There has been some great music this year, sure, but the one thing missing has been a truly great summer record. Which is apt, I suppose as we’ve been missing a summer.
Apologies to anyone who can’t share in my misanthropy due to geographical differences, but this summer has been grim. Nostalgia dictates that every summer when I were a lad was sun-kissed, balmy and glorious, as opposed to this continual firestorm of pissing rain, grey skies and fat people. It’s like something from Morrissey’s imagination, though obviously with more tolerance to the ethnics.
So it sends one into somewhat of a depression. And that might explain why the best stuff of the summer has been the darker stuff, like White Denim and Santogold. You don’t necessarily want to kick back with a beer and listen to ‘Walkin’ on Sunshine’ when the main street outside your flat looks like Tewkesbury in a downpour.
But the mainstream music really hasn’t helped much. Things got so bad I actually found myself listening to the last Coldplay single and thinking ‘I’ve heard worse’. I mean, for fucks sake. That’s one stop away from knowing where things are in B & Q. The singalonga hit of the summer has been American Retard Kid Rock’s merciless and systematic destruction of two great songs in the turgid ‘All Summer Long’. In the UK, Rock’s about as relevant as rabies, but that hasn’t stopped desperate radio producers playing him. Duffy had us all begging for mercy from her radio-led ubiquity months ago. Noah and the Whale were quite charming at first, but then I found out they were Australian, which kind of put me off them. You know I’m right.
And then, when you think it won’t, it can’t possibly get any worse, you get hit by the triple whammy; Dido’s back. Paolo Nutini’s back. And Keane are warming up with their tracksuits off.
Read that back. All of it. Force your face to the screen in a Clockwork Orange style and read that back. The only thing that could possibly be worse is if I’d chucked in a Bedingfield album of duets. Which, given the way the year is shaping up, may well be a possibility.
They say that music is cyclical, and that the return of bland music for dinner parties is a response. To what? What life changing, edgy threatening sound has bolted overground and challenged the established order? Were we all out when it broke?
Paolo Nutini. If I heard the guy singing in the street – a possibility since he looks like a drunken student someone has accidentally pissed on as he lay sleeping at a party – I’d throw a shoe at him.
Dido. The doyenne of dismal, the worthy of wet. The woman sounds like a diet of ryvita. Why oh why do we allow these dullards to prosper?
And even then, they are just the warm-ups for Keane. You shouldn’t hate Keane just because they are successful. That would be like hating the British Olympic winners. You are just carping about their success. Well, you know what? I fucking am. I’ve never tried to swim up and down in a kind of fast way, so I’m sure I’d be able to do it better than all of them. Dressage? Just making a horsey dance about a bit isn’t my idea of sport, posho. Similarly with Keane. I’ve never tried to make an insipid piano-led fuckpig of an album. I’ve never then tried to go all modern by appropriating U2′s sound from Achtung, Baby and pretend I was all, like, dance and shit. And yeah yeah, I might be a ‘never try, never fail’ type fellow. But Keane have tried. And have failed. And now they are back. So who’s laughing now, you hamster-jawed c*nt?

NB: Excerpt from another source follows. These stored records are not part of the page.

PR #2744, opened 2025-08-12
[WIP] simple MoE inference API

vkuzo:
Summary:

Not ready for review yet

Test Plan:

```python
pytest test/prototype/moe_inference/test_base.py -s -x
```

Reviewers:

Subscribers:

Tasks:

Tags:

PR #2846, opened 2025-08-22
Fix Llama4 example

yiliu30:


torchao/prototype/moe_quant/llama4_quant.py
```diff
@@ -58,7 +58,10 @@ def convert_fn(module):
 
 
 model_id = "meta-llama/Llama-4-Scout-17B-16E-Instruct"
-model = Llama4ForCausalLM.from_pretrained(model_id, torch_dtype=torch.bfloat16)
+
+dtype = torch.bfloat16
+torch.set_default_dtype(dtype)
```
yiliu30, line 63: To make sure the input and model weights are the same dtype.

torchao/prototype/moe_quant/quantizable_moe_modules.py
```diff
@@ -30,7 +30,7 @@ def __init__(
     def forward(self, x: Tensor) -> Tensor:
         batch_size = x.shape[0]
         x = x.view(-1, self.hidden_dim)  # x: [T, D]
-        scores = self.router(x)  # [T, E]
+        scores = self.router(x)[0]  # [T, E]
```
yiliu30, line 33: The original router returns `router_scores` and `router_logits`.
https://github.com/huggingface/transformers/blob/19ffe0219dae122203f9726669f88ef1c6ea3bb4/src/transformers/models/llama4/modeling_llama4.py#L143

yiliu30:
Hi @liangel-02 @andrewor14   Looks like the failed CI checks are not related to this PR. Could you help retrigger them?

torchao/prototype/moe_quant/quantizable_moe_modules.py
jerryzh168: router here is a nn.Linear, not `Llama4Router` actually, see L21?

yiliu30: This `rounter` was replaced with the original rounter.
https://github.com/pytorch/ao/blob/9d01b43ecbaa14433762fd6787409808c022a8cd/torchao/prototype/moe_quant/llama4_quant.py#L48-L53

jerryzh168: so this module does not run by itself? seems quite confusing

yiliu30: The `MOEFeedForwardAOQuantizable` was used, but it seems that its `rounter` shouldn’t be quantized in order to preserve accuracy. Could you confirm that? @HDCharles

jerryzh168:
@yiliu30 I'd recommend wait a bit until https://github.com/pytorch/ao/pull/2744 is landed for moe support

yiliu30:
> @yiliu30 I'd recommend wait a bit until #2744 is landed for moe support

Sure, thanks for the information.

Fucking Razorlight will be back next. You just know it. I’d say wake me up when September ends to end this just to be clever, but that just opens the door to Green Day.
Screw it – roll on winter.
Filed under: General Stuff Tagged: | dido, Keane, music, paolo nutini, radio


>> That’s one stop away from knowing where things are in B & Q
Nice HMHB reference.
Thank you kind sir!
One of the greatest lyrics ever, that song.

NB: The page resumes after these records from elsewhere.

PR #2848, opened 2025-08-22
[mxfp8 moe] add support for fbgemm 2d-3d mx8mx8bf16 grouped gemm

danielvegamyhre:
Stacked PRs:
 * #2886
 * #2882
 * #2879
 * __->__#2848

--- --- ---

## Summary 
- fbgemm recently added a 2d-3d mxfp8 grouped gemm in https://github.com/pytorch/FBGEMM/pull/4710
- This PR integrates the new gemm into the MoE training code base for the following 2d-3d grouped gemms:
    - `output = input @ weight^T`
    - `grad_input = grad_output @ weight` 
- Add new mxfp8 utils `to_blocked_per_group_2d` (for input scales) and `to_blocked_per_group_3d` (for weight scales). These are pytorch reference implementations that are not performant. We can implement equivalent triton kernels for them later.
- Notes on fbgemm API and pytorch grouped mm API:
    - x must be shape (Mg, K) and row major / contiguous
    - x scales must have been preprocessed to have **per-group blocked layout** and be contiguous
    - weights must be shape (E, N, K) and row major / contiguous
    - weight scales must have been pre-processed to have **per-group blocked layout** and be contiguous
    - group sizes is a vector containing the size of each token group in the `x` tensor
    - starting_row_after_padding corresponds to `x_scales` tensor and must be size `len(group_sizes) + 1` where the first starting row is always 0, and each value corresponds to the starting row of group[i] in the `x_scales` tensor AFTER padding
- Refactor `_emulated_mxfp8_scaled_grouped_mm_2d_3d` to have same function signature and input constraints as the fbgemm API
  
## Test plan
- `pytest test/prototype/moe_training/test_scaled_grouped_mm.py -k mx`
- `pytest test/prototype/moe_training/test_training.py -k mx`

### DIFF
--- a/test/prototype/moe_training/test_scaled_grouped_mm.py
+++ b/test/prototype/moe_training/test_scaled_grouped_mm.py
@@ -230,25 +230,26 @@ def compute_reference_forward(
 @pytest.mark.parametrize("num_experts", (1, 8, 16))
 def test_emulate_mxfp8_grouped_gemm_2d_3d(M, K, N, num_experts):
     x = torch.randn(M, K, dtype=torch.bfloat16, device="cuda")
-    w_t = torch.randn(num_experts, K, N, dtype=torch.bfloat16, device="cuda")
+    w = torch.randn(num_experts, N, K, dtype=torch.bfloat16, device="cuda")
     offs = generate_jagged_offs(num_experts, M)
-    x_ref, w_t_ref, offs_ref = x.clone(), w_t.clone(), offs.clone()
+    x_ref, w_ref, offs_ref = x.clone(), w.clone(), offs.clone()
 
     # Quantize inputs to mxpf8 for emulated mxfp8 scaled grouped mm
     block_size = 32
-    x_scale, x_mx = to_mx(x, elem_dtype=torch.float8_e4m3fn, block_size=block_size)
+    x_scale, x_fp8 = to_mx(x, elem_dtype=torch.float8_e4m3fn, block_size=block_size)
 
     # To cast B_t per-expert to mxfp8 across dim1, we transpose the experts, cast along dim -1, then untranspose.
-    w_scale, w_mx = to_mx(
-        w_t.transpose(-2, -1).contiguous(),
+    w_scale, w_fp8 = to_mx(
+        w,
         elem_dtype=torch.float8_e4m3fn,
         block_size=block_size,
     )
-    w_t_scale, w_t_mx = w_scale.transpose(-2, -1), w_mx.transpose(-2, -1)
 
-    ref_out = torch._grouped_mm(x_ref, w_t_ref, offs=offs_ref, out_dtype=torch.bfloat16)
+    ref_out = torch._grouped_mm(
+        x_ref, w_ref.transpose(-2, -1), offs=offs_ref, out_dtype=torch.bfloat16
+    )
     out = _emulated_mxfp8_scaled_grouped_mm_2d_3d(
-        x_mx, x_scale, w_t_mx, w_t_scale, offs=offs, out_dtype=torch.bfloat16
+        x_fp8, x_scale, w_fp8, w_scale, offs=offs, out_dtype=torch.bfloat16
     )
 
     sqnr = compute_error(ref_out, out)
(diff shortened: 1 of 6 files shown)


danielvegamyhre:
@drisspg @vkuzo this is working for all tested cases now and is ready for review/land

torchao/prototype/moe_training/scaled_grouped_mm.py
```diff
@@ -402,12 +400,30 @@ def backward(ctx, grad_out: torch.Tensor):
 def _emulated_mxfp8_scaled_grouped_mm_2d_3d(
     A_mx: torch.Tensor,
     A_scale: torch.Tensor,
-    B_t_mx: torch.Tensor,
-    B_t_scale: torch.Tensor,
+    B_mx: torch.Tensor,
```
vkuzo, line 403: nit: `_mx` should be for a combination of raw data and scale, if `B_mx` is just the data then better to call it something else

torchao/prototype/mx_formats/utils.py
```diff
@@ -99,3 +99,76 @@ def _to_blocked_single(scales: Tensor) -> Tensor:
...
+        x_scales: Tensor with per group scales in blocked format concatenated into one tensor.
+        group_offs: Tensor of shape (num_groups,) which contains the end index of each group along the Mg dimension.
+        Mg: total size of all groups summed together
+        K: K dim size
+
+    Returns:
+        blocked_scales: Tensor
+        start_row_after_padding: Tensor of shape (num_groups,) which contains the start row after padding for each group.
+    """
+    from fbgemm_gpu.experimental.gemm.triton_gemm.fp4_quantize import _to_blocked
```
vkuzo, line 120: is this the same function as the one we have in torchao? https://github.com/pytorch/ao/blob/6f035e851f93e841f7307de3932b00ecf929461f/torchao/prototype/mx_formats/utils.py#L18

vkuzo (approved):
stamping since this is prototype

torchao/prototype/mx_formats/utils.py
danielvegamyhre: Will test if they're the same and replace if we can - I was having trouble getting the kernel working without CUDA errors so was trying to minimize differences between fbgemm unit test code and this torchao code path.

drisspg: should be the exact same

test/prototype/moe_training/test_scaled_grouped_mm.py
```diff
@@ -230,25 +230,26 @@ def compute_reference_forward(
 @pytest.mark.parametrize("num_experts", (1, 8, 16))
 def test_emulate_mxfp8_grouped_gemm_2d_3d(M, K, N, num_experts):
     x = torch.randn(M, K, dtype=torch.bfloat16, device="cuda")
-    w_t = torch.randn(num_experts, K, N, dtype=torch.bfloat16, device="cuda")
+    w = torch.randn(num_experts, N, K, dtype=torch.bfloat16, device="cuda")
     offs = generate_jagged_offs(num_experts, M)
```
drisspg, line 234: does this create random split lengths?

torchao/prototype/moe_training/kernels/mxfp8.py
```diff
@@ -0,0 +1,135 @@
...
+    B_fp8: torch.Tensor,
+    A_scales: torch.Tensor,
+    A_scales_blocked: torch.Tensor,
+    B_scales: torch.Tensor,
+    B_scales_blocked: torch.Tensor,
+    offs: torch.Tensor,
+    group_sizes: torch.Tensor,
+    starting_row_after_padding: torch.Tensor,
+):
+    logger.info(f"offs: {offs}, dtype: {offs.dtype}")
```
drisspg, line 111: nit: since these are format strings we always access these values even if logger is not enabled

test/prototype/moe_training/test_scaled_grouped_mm.py
danielvegamyhre: Random group offsets that are multiples of `multiple_of` param (default 16) in ascending sorted order. I should probably change the call to `multiple_of=32` here but I guess 16 works for these test cases.

torchao/prototype/moe_training/kernels/mxfp8.py
danielvegamyhre: ah, I always forget that. best practice to use `logger.info("offs: ", offs) rather than format strings to avoid this, is that right?

drisspg: https://realpython.com/python-f-strings/#lazy-evaluation-in-logging

danielvegamyhre: Will update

Hang on – what about MGMT? Like them or not, Time To Pretend is a fucking great tune.
Like them or not, Time To Pretend is a fucking great tune.
So long as this is the time to pretend that it is, then it is!
Of course the simple solution to all of this is to never listen to commercial radio anymore! Hundreds of internet stations worth a go!
I do like MGMT, to a degree;
http://extremelisteningmode.com/2008/04/02/mgmt-oracular-spectacular-review/
But as good as ‘Time To Pretend’ is, it didn’t, couldn’t cancel the horror of ‘All Summer Wrong’.
LO – agree totally, but what can you do at work?!!
I agree, not many songs/bands with the wow factor so far this summer. Never mind, as it gets dark earlier and the musicians begin to retreat to the comfort of their studios hopefully there will be more music to write and more importantly get excited about soon.
Untrue by Burial is one of the few albums I keep going back to this summer -hmm hardly the jolliest of summer soundtracks hey.
Indian summer, pleeeeeease!!
I like winter Chalky – dark nights, real fires, excuses to go to the pub at 5pm, long coats, cappucino, scarves and an all round sense of Here Comes the Night. Bring it on!
Holiday by Metronomy was absolutely my number one song of this summer but you will hate it so I wouldn’t if I were you.